An average sized 8yo still needs a booster. Kids need boosters until they pass the 5-point test (must score 100%):
~ lap belt low on hips and thighs, not riding up on belly
~ shoulder belt crossing between neck and arm, not riding up on neck
~ back and buttocks against seat crease
~ knees bending at edge of seat and preferably feet resting on the floor
~ able to maintain seating position for the entire trip

Kids are usually around 57" (4'9") when they pass reliably in most vehicles. They will pass sooner in tiny third rows of SUVs and later in buckety sedan backseats.

A backless booster is fine for an 8yo.


----------



## blessedwithboys (Dec 8, 2004)

Both my kid were in boosters til age 11


----------



## DahliaRW (Apr 16, 2005)

I don't know what booster you have, but there are some that adjust higher if you still want a booster with a back for sleeping on trips. But a backless booster is perfectly safe for a child that age. My oldest (9) has learned to tilt his head back to sleep so that the shoulder belt and his body stay in the correct position when he's asleep.


----------



## sillysapling (Mar 24, 2013)

I remember using a booster when no one else did, IIRC at 8 or 9. It didn't bother me or my friends, who sat next to me booster-less. I think even my several-years-younger cousin was boosterless when I still had one. Is anyone giving you or your daughter trouble, or are you just worried you're being overprotective? If anyone'ss giving you/her trouble, address that- but it's fine to have different standards from other parents. Most people on here do.


----------



## alpenglow (Oct 29, 2007)

I think it's important to understand the whole point of a booster seat in the first place. ie., it's more than just keeping the child from flying out of the car. The lap/shoulder seatbelt is also designed to be fitting in a certain way to help prevent seatbelt injury to the internal organs (which can be deadly). The lap part of the belt should stay below the child's hipbones and the shoulder belt go over the breastbone. Because the size of a child's pelvis is small, in a normal seatbelt, the lap belt part may end up sitting too high. The booster changes the angle of pull of the vehicle seatbelt...to help the belt go where is should (below the hip bones....essentially over the thighs just in front of the hip bones).

I would consider:
1. Your local laws (some places require the booster until age 10 or a certain height).
2. How the vehicle seatbelt actually fits (remembering the point of a seatbelt fitting properly). 
3. Whether or not your car has headrests built in in the back seat. My car doesn't....and for that reason I will keep the kids in high back boosters as long as possible so that a little fender bender doesn't cause a serious neck injury due to no head support being behind their little heads).
4. In most places, the number one cause of accidental death in children is car accidents (I think - would have to double check this stat...but in any case, I take vehicle safety seriously).

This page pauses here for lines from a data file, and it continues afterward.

PR #10920, opened 2024-03-08
 Refs #37214 - Use Limit to Environment by default

sbernhard:
Limit to Environment should be used by default. Unfortunatley, while loading the page the "Limit to Environment" checkbox is checked but the list of repository sets isn't filtered accordingly

Fix it :-) 

1. Verify, that the Limit to Environment checkbox is enabled
2. Verify, that the repositories are filtered by the selected Content View
3. Verify, that the list of repositories are unfilterd, if Limit to Enviroment is un-checked


chris1984 (approved):
ACK, looks good:

When loading up the page we see the checkbox checked and filtered to my CV of RHEL 8 repos:

prak1load

When I uncheck, it I can see all the other repos:
prkakunchecked

PR #1184, opened 2020-01-28
Fix layout for structured buffers of matrices

tfoleyNV:
When using row-major layout (via command-line or API option), the following sort of declaration:

```hlsl
StructuredBuffer<float4x4> gBuffer;

... gBuffer[i] ...
```

Generates unexpected results when compiled to DXBC via fxc or DXIL via dxc, because the fxc/dxc compilers do not respect the matrix layout mode in this specific case (a structured buffer of matrices). Instead, they always use column-major layout, even if row-major was requested by the user.

A user can work around this behavior by wrapping the matrix in a `struct`:

```hlsl
struct Wrapper { float4x4 wrapped; }
SturcturedBuffer<Wrapper> gBuffer;

... gBuffer[i].wrapped ...
```

This change simply automates that workaround when compiling for an HLSL-based downstream compiler, so that we get the same behavior across all our backends.

The change adds a test case to confirm the behavior across multiple targets, but it turns out we also had a test checked in that confirmed the buggy (or at least surprising) fxc/dxc behavior, so that one had its baselines changed and can work as a regression test for this fix as well.


tfoleyNV:
Yes, the reliance on heuristics rather than hard data is worrying. I actually don't expect the heuristic for detecting the intrinsic functions to be much of a problem (famous last words...), but I'm more worried about the long-term risk of having more code that assumes type deduplication is working 100% of the time when we know it isn't.

Solving the deduplication issue in the IR is starting to float from the "technical debt" pile to a "maybe this is actually a serious lurking bug" pile in my brain.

I don't really care what my friends or dd's friends say about boosters - I just go by the laws/research/safety standards and just keep the whole point of it in the back of my mind.


----------



## DahliaRW (Apr 16, 2005)

alpenglow said:


> I think it's important to understand the whole point of a booster seat in the first place. ie., it's more than just keeping the child from flying out of the car. The lap/shoulder seatbelt is also designed to be fitting in a certain way to help prevent seatbelt injury to the internal organs (which can be deadly). The lap part of the belt should stay below the child's hipbones and the shoulder belt go over the breastbone. Because the size of a child's pelvis is small, in a normal seatbelt, the lap belt part may end up sitting too high. The booster changes the angle of pull of the vehicle seatbelt...to help the belt go where is should (below the hip bones....essentially over the thighs just in front of the hip bones).
> 
> I would consider:
> 1. Your local laws (some places require the booster until age 10 or a certain height).
> ...


That is why everyone on here is suggesting a backless booster over getting rid of it entirely.


----------



## alpenglow (Oct 29, 2007)

thanks. Do ensure a headrest is in the car and in the right spot


----------



## elus0814 (Sep 21, 2009)

chickabiddy said:


> Separate question first: do not lock the seatbelt in a booster. Some boosters and some vehicles actually do not allow it. If a child is not capable of remaining in position, that child should be harnessed.
> 
> An average sized 8yo still needs a booster. Kids need boosters until they pass the 5-point test (must score 100%):
> ~ lap belt low on hips and thighs, not riding up on belly
> ...


This contradicts itself. A backless booster might 'be fine' for an eight year old. It might not. They might also be safe without one. They might not. There are many factors in deciding. You say yourself that a child not capable of staying in a safe position should be harnessed, meaning a backless booster might not be fine.

To the OP, I have a child of a similar age who now rides without a booster. In the third row of the van the boosters made our oldest kids heads so high that it was not only unsafe because of the lower height of the headrests but it was difficult to see out the back window.


----------